A protracted COVID patient is speaking up and sharing her harrowing experience with the lingering condition that has made respiration difficult for her.
Treva Taylor, 57, opened up about her case to CBS News this week, saying she’s been facing an uphill battle with long COVID since her bout with severe COVID-19 in January 2021. She said her initial fight with the virus almost killed her.
“It was scary because I remember my eyes being open, but all the things was black,” Taylor said. “I remember the nurse saying to me, ‘You have got to fight. The person next to you is dying. And if you happen to don’t, you are going to be on this body bag. You have got to fight,'” Taylor told the outlet.
Though she survived the disease, it left her with lingering symptoms. Based on experts, long COVID presents quite a lot of symptoms, including fatigue, neurological problems, similar to “face blindness,” and lung issues.
In Taylor’s case, she’s struggling to breathe because of the damage to her lungs attributable to the novel coronavirus. She revealed that she’s being assessed for a possible lung transplant due to it.

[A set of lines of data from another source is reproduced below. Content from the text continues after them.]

Issue #405, opened 2017-07-24
RedirectToRoute should support query string parameters


tomasherceg:
We should add an option to specify query string parameters in the `RedirectToRoute` methods.

exyi:
resolved in #439

Issue #404, opened 2017-07-24
Query-* property group in RouteLink


tomasherceg:
The `RouteLink` control should have the `Query-*` property group which would be able to add or modify query string parameters. 

The behavior should be the same as with route parameters, so if the parameter is already present in the query string of the current page, it is copied to the new page (unless it is set to empty string explicitly).

exyi:
resolved in #439

PR #439, opened 2017-08-18
Query string parameters to RedirectToRoute, Query-* property group in RouteLink

Rumbeer:
Added option to specify query string parameters in `RedirectToRoute` method.

Added UI test for this feature.

Issue https://github.com/riganti/dotvvm/issues/405

### DIFF
--- a/src/DotVVM.Framework/Hosting/DotvvmRequestContextExtensions.cs
+++ b/src/DotVVM.Framework/Hosting/DotvvmRequestContextExtensions.cs
@@ -7,6 +7,8 @@ using System.Net;
 using DotVVM.Framework.Controls;
 using DotVVM.Framework.Storage;
 using System.Diagnostics;
+using System.Reflection;
+using System.Text.RegularExpressions;
 using DotVVM.Framework.Hosting.Middlewares;
 using DotVVM.Framework.ViewModel.Serialization;
 using Microsoft.Extensions.DependencyInjection;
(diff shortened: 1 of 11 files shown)


src/DotVVM.Framework/Hosting/DotvvmRequestContextExtensions.cs
```diff
@@ -83,14 +85,37 @@ public static void RedirectToUrl(this IDotvvmRequestContext context, string url,
         /// <summary>
         /// Returns the redirect response and interrupts the execution of current request.
         /// </summary>
-        public static void RedirectToRoute(this IDotvvmRequestContext context, string routeName, object newRouteValues = null, bool replaceInHistory = false, bool allowSpaRedirect = true, string urlSuffix = null)
+        public static void RedirectToRoute(this IDotvvmRequestContext context, string routeName, object newRouteValues = null, bool replaceInHistory = false, bool allowSpaRedirect = true, string urlSuffix = null, object queryStringParameters = null)
```
exyi: I'd rather use a shorter name because this parameter is going to be used as a named one, what about `query`? I think it's quite clear what it means the context of redirection.

src/DotVVM.Framework/Hosting/DotvvmRequestContextExtensions.cs
```diff
@@ -83,14 +85,37 @@ public static void RedirectToUrl(this IDotvvmRequestContext context, string url,
...
+        private static string BuildUrlSuffix(string urlSuffix, object queryStringParameters)
+        {
+            var hashIndex = urlSuffix.IndexOf('#');
+            var resultSuffix = hashIndex < 0 ? urlSuffix : urlSuffix.Substring(0, hashIndex);
+            if (queryStringParameters is IEnumerable<KeyValuePair<string, string>>)
+            {
+                foreach (KeyValuePair<string, string> item in (IEnumerable<KeyValuePair<string, string>>)queryStringParameters)
+                {
+                    resultSuffix = resultSuffix + (urlSuffix.LastIndexOf('?') < 0 ? "?" : "&") + Regex.Escape(item.Key) +
+                                "=" + Regex.Escape(item.Value);
```
exyi: `Regex.Escape` IMO does not make any sense for escaping urls, did you wanted to use `Uri.EscapeDataString` instead?

src/DotVVM.Framework/Hosting/DotvvmRequestContextExtensions.cs
```diff
@@ -83,14 +85,37 @@ public static void RedirectToUrl(this IDotvvmRequestContext context, string url,
...
+            var url = route.BuildUrl(context.Parameters, newRouteValues) + BuildUrlSuffix(urlSuffix ?? "", queryStringParameters);
 
             context.RedirectToUrl(url, replaceInHistory, allowSpaRedirect);
         }
 
+        private static string BuildUrlSuffix(string urlSuffix, object queryStringParameters)
+        {
+            var hashIndex = urlSuffix.IndexOf('#');
+            var resultSuffix = hashIndex < 0 ? urlSuffix : urlSuffix.Substring(0, hashIndex);
+            if (queryStringParameters is IEnumerable<KeyValuePair<string, string>>)
```
exyi: I hope you could use C# 7 pattern matching feature, it would make the code a bit more repetitive in this case ;) https://docs.microsoft.com/en-us/dotnet/csharp/whats-new/csharp-7#pattern-matching

Rumbeer:
Added `Query-*` property group to `RouteLink` that use the same method for building the suffix when the control is rendered on server.

Added UI test for this feature.

Issue https://github.com/riganti/dotvvm/issues/404

src/DotVVM.Framework/Resources/Scripts/DotVVM.ts
```diff
@@ -755,6 +755,28 @@ class DotVVM {
...
+            hashSuffix = urlSuffix.substring(urlSuffix.indexOf("#"));
+        } else {
+            resultSuffix = urlSuffix;
+            hashSuffix = "";
+        }
+        for (var property in query) {
+            if (query.hasOwnProperty(property)) {
+                if (!property) continue;
+                var queryParamValue = ko.unwrap(query[property]);
+                if (!queryParamValue) continue;
```
exyi: This will break when the query would contain number `0` or boolean `false`, you should probably use `queryParamValue != null` condition. It will `continue;` for `null` and `undefined` and will include the parameter for `0`, empty string and `false`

“It isn’t something that is in your head. Trust me, I’d do anything to not be like this. On daily basis, getting up is a fight. On daily basis, to breathe is a fight,” she said.
For the past two years, she’s been receiving treatment at NYU Langone’s Post-COVID Care Program. She requires oxygen to maneuver around. Having the transplant could help her get back to her normal life.
Taylor said what makes the fight price it’s her love of individuals. So long as there’s a way to assist her address her condition, she is hopeful things could improve.
“Nevertheless it’s definitely worth the fight because I like people, and folks give me energy. And so long as I can show a fight, I do know that there is a likelihood,” she said.
Taylor is just certainly one of the hundreds of patients receiving take care of lingering COVID-19 symptoms at NYU Langone’s program.
Although COVID-19 cases and hospitalizations have significantly reduced in recent months, long COVID stays an enormous problem for many individuals within the U.S. and all over the world. An article published within the Lancet earlier this month said a minimum of 65 million people struggle with long COVID.
Meanwhile, a study recently published in JAMA Network Open found that a minimum of half of COVID-19 cases treated at hospitals experience lingering symptoms months after their stay. The symptoms reportedly last for as much as six months and even longer.
Recent Oxford study finds that COVID-19 patients still had tissue abnormalities in multiple organs, two or three months after disease onset and hospital discharge.